Cosmological constraints from UV/IR mixing
Niccolò Cribiori, Flavio Tonioni
TL;DR
The paper formulates a holography-inspired UV/IR mixing bound for $d$-dimensional EFTs with a cosmic horizon, constraining the inflaton to a finite interval and bounding the excursion $\Delta \varphi$ via $\kappa_d \Delta \varphi \le \dfrac{p}{2\lambda} \ln \dfrac{(l_{\mathrm{P}, d}^d V_1)^{1/(1-(d-2)q)}}{(l_{\mathrm{P}, d}^d V_2)^{d-1}}$. By combining the entropy bound rationale with a species-scale and horizon-based UV cutoff, the authors derive a central UV/IR mixing relation and obtain explicit expressions for the interval endpoints $\varphi_1$ and $\varphi_2$, as well as a bound on the number of extra dimensions in terms of inflationary observables $N_{\mathrm{e}}$ and $r$. Applying these bounds to chaotic inflation, $\alpha$-attractors, and modular-invariant cosmologies shows that the entire inflationary epoch can typically extend beyond the EFT-valid interval, signaling a tension between standard slow-roll models and quantum-gravity consistency.

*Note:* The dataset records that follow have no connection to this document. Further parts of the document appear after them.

Issue #61, opened 2023-09-03
[BUG] Let's Encrypt certs are Staging ones, so they're untrusted on browsers


Xpl0itU:
**Describe the bug**
When generating a Let's Encrypt certificate, they're generated in the staging server

**To Reproduce**
Generate a Let's Encrypt cert using Zoraxy

**Expected behavior**

**Screenshots**
![image](https://github.com/tobychui/zoraxy/assets/24777100/5c0a47e5-db2c-47b0-9a5c-7dc5e2584507)

**Host Environment (please complete the following information):**
-  Arch: x86_64
 - Device: Dell Workstation
 - OS: Debian
 - Version: 12 Bookworm (on a proxmox container)

tobychui:
@yeungalan  Can you take a look at this real quick?

tobychui:
Hi @Xpl0itU 
Although I am not in charge of the acme module, but from what I see in the source code, it is not possible to use the staging directory unless it is generated via the test case

As you can see here, the link are hardcoded and embedded into the binary
https://github.com/tobychui/zoraxy/blob/83f574e3abe208d731b018ab73a42108d15cc885/src/mod/acme/ca.go#L40

Which is referring to this link
https://github.com/tobychui/zoraxy/blob/83f574e3abe208d731b018ab73a42108d15cc885/src/mod/acme/ca.json#L3

Might I know how you build this binary and what version of Zoraxy you are using?

Xpl0itU:
I used the Zoraxy script from [here](https://tteck.github.io/Proxmox/) to setup my container

Xpl0itU:
Here's the output of zoraxy -info:
```
root@ct-zoraxy:/opt/zoraxy/src# ./zoraxy -info
{
 "Name": "Zoraxy",
 "Desc": "Dynamic Reverse Proxy Server",
 "Group": "Network",
 "IconPath": "zoraxy/img/small_icon.png",
 "Version": "2.6.6",
 "StartDir": "zoraxy/index.html",
 "SupportFW": true,
 "LaunchFWDir": "zoraxy/index.html",
 "SupportEmb": false,
 "LaunchEmb": "",
 "InitFWSize": [
  1080,
  580
 ],
 "InitEmbSize": null,
 "SupportedExt": null
}
```

tobychui:
@Xpl0itU Can I see the public key of your cert? I am guessing you didn't setup your root domain TLS certificate correctly and zoraxy is loading its internal dummy cert.

[...]

Issue #47, opened 2023-08-20
[ENHANCEMENTS] Set default SSL / TLS Provider


Morethanevil:
When adding a new subdomain proxy Zoraxy asks if a new certificate shall be created. Zoraxy then uses Let´s encrypt, but I would like Buypass SSL. So I need an option to set a default provider :)

PR #63, opened 2023-09-08
Use Let's Encrypt as default when not select CA in frontend

daluntw:
Quick fix for issue https://github.com/tobychui/zoraxy/issues/61

but should also consider issue https://github.com/tobychui/zoraxy/issues/47 in backend

### DIFF
--- a/src/web/snippet/acme.html
+++ b/src/web/snippet/acme.html
@@ -344,6 +344,8 @@
       if (ca == "Custom ACME Server") {
         ca = "custom";
         caURL = $("#caURL").val();
+      } else if (ca == "") {
+        ca = "Let's Encrypt";
       }
 
       var skipTLSValue = $("#skipTLSCheckbox")[0].checked;


tobychui:
Hi @daluntw , I have added this into the 2.6.7 branch yesterday. I guess my fix is 100% the same as yours XD
```
ca, err := utils.PostPara(r, "ca")
	if err != nil {
		log.Println("[INFO] CA not set. Using default")
		ca, caUrl = "", ""
	}

	if ca == "custom" {
		caUrl, err = utils.PostPara(r, "caURL")
		if err != nil {
			log.Println("[INFO] Custom CA set but no URL provide, Using default")
			ca, caUrl = "", ""
		}
	}

	if ca == "" {
		//default. Use Let's Encrypt
		ca = "Let's Encrypt"
	}
```

So I am closing this issue now. Thanks for your PR!

PR #65, opened 2023-09-13
Fix the out of range problem when certificate auto renew 

daluntw:
In some self-hosted acme server, the org section may not exist, and that will cause the auto renew feature error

The work suggests that precise measurements of $r$ could constrain or reveal the number of extra dimensions, and highlights the need for refined parameter control ($p$, $q$, $\lambda$) and potential multi-field extensions to assess the robustness of these holographic bounds.
Abstract
Holography and entropy bounds suggest that the ultraviolet (UV) and infrared (IR) cutoffs of gravitational effective theories are related to one another as a form of UV/IR mixing. Motivated by this, we derive a bound on the allowed scalar field range in theories with cosmic horizons. We show how this bound challenges several inflationary scenarios, such as $α$-attractors and modular-invariant inflation. Besides, we find a relation between the number of extra spatial dimensions and the tensor-to-scalar ratio.